EMDR Nedir?
Yazar Ayza Sekizkardeş • Psikolog • 15 Haziran 2020 • Yorumlar:
EMDR (Eye Movement Desensitization and Reprocessing), Göz Hareketleri ile Duyarsızlaştırma ve Yeniden İşlemleme olarak Türkçeye çevrilen, etkililiği bilimsel araştırmalarla kanıtlanmış bir terapi tekniğidir. Başta psikolojik travmanın tedavisi için geliştirilmiş olsa da sonrasında yapılan araştırmalarla pek çok stres yaratan durumun tedavisinde etkililiği bulunmuştur. Kaza, afet, taciz, yas, kaygı bozuklukları, stres yaratan durumlar, panik atağı, öfke problemi, bağımlılık, obsesyon ve kompülsiyon, depresyon, özgüven eksikliği, migren, fibromiyalji gibi durumlarda kullanılan çok geniş bir tedavi skalası vardır.
EMDR neyi amaçlamaktadır?
EMDR beyni çift yönlü uyararak, kişiyi yaşanan olumsuz olaya karşı duyarsızlaştırmanın yanında o anıyı ve o anının tetiklediği durumların sebebi olan anı ağlarını dönüştürmeyi amaçlamaktadır.

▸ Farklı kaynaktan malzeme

PR #2380, opened 2020-07-14
chore(region): work with standards object

straker:
`title` no longer provides a `<section>` element an accessible name as we went with the [Safari implementation](https://github.com/dequelabs/axe-core/blob/develop/lib/commons/aria/lookup-table.js#L2117-L2125).

Part of issue #2108 

## Reviewer checks

### DIFF
--- a/test/integration/full/region/region-fail.html
+++ b/test/integration/full/region/region-fail.html
@@ -35,6 +35,9 @@
 			<section>
 				<p>Content</p>
 			</section>
+			<section title="section 3">
+				<p>Content</p>
+			</section>
 		</div>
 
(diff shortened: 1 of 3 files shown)


test/integration/full/region/region-fail.html
```diff
@@ -35,6 +35,9 @@ <h1 id="mainheader" tabindex="0">This is a header.</h1>
 			<section>
 				<p>Content</p>
 			</section>
+			<section title="section 3">
+				<p>Content</p>
+			</section>
```
WilcoFiers, line 40: Why should that fail?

EMDR geçmiş, şimdi ve gelecek üzerinde çalışır. Geçmişteki anılarımızın günümüzde bizi nasıl etkilediğini ve gelecekte nasıl etkileyebileceğini araştırır. Bugünümüzü etkileyen olumsuz durumların geçmişteki izlerini bulmak ve bunlar üzerinde çalışmak önemlidir. Çünkü olumsuz anı ağları bugün sahip olduğumuz inançlar, tutumlar, algılar ve davranışlarımızın temelini oluşturur. Geçmiş ve şimdiyi çalıştıktan sonra geleceğe yönelik beceri geliştirmek de terapinin amaçlarındandır.
Özetle EMDR kişinin olumsuz etkilendiği anılar, inançlar, duygular, düşünceler ve bedensel semptomlara karşı kişiyi duyarsızlaştırıp bunları yeniden işlemleyerek, kişinin ihtiyacı olan işlevsel inançları yerleştirmeyi hedefler.
EMDR nasıl etkili oluyor?
EMDR’nin nasıl işe yaradığını ve genel olarak deneyimlerimizin bizi nasıl etkilediğini anlamak için kısaca beynin nasıl çalıştığından bahsetmenin faydalı olacağını düşünüyorum.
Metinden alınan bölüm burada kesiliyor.